▶

PR #1637, opened 2025-09-12
feat: configurable window close confirmation

cassiozen:
Allows the user to configure apps that require a confirmation before closing with `Super + W`.

Apps that require confirmation will show an OSD message on the first `Super + W`, then closed on a second `Super + W`.

https://github.com/user-attachments/assets/0dc42d6e-7874-4bb9-ab86-3b4d3663824b


dhh:
That's an interesting idea, but don't like having config options for stuff like this. Also wouldn't use it. Prefer for Super + W to just fire. But this might make a good Manual in the Discussions section for folks who want that.

PR #1646, opened 2025-09-13
feat: Add `SUPER+L` shortcut for session lock

eifr:
This PR introduces a `SUPER+L` keyboard shortcut to quickly lock the current session, providing a familiar and convenient way to secure the workspace.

◀

● WHAT YOU HAVE TO DO
Reproduce each line of the records in which the word "user" appears.

● ANSWER TO THIS EXERCISE
Allows the user to configure apps that require a confirmation before closing with `Super + W`.
https://github.com/user-attachments/assets/0dc42d6e-7874-4bb9-ab86-3b4d3663824b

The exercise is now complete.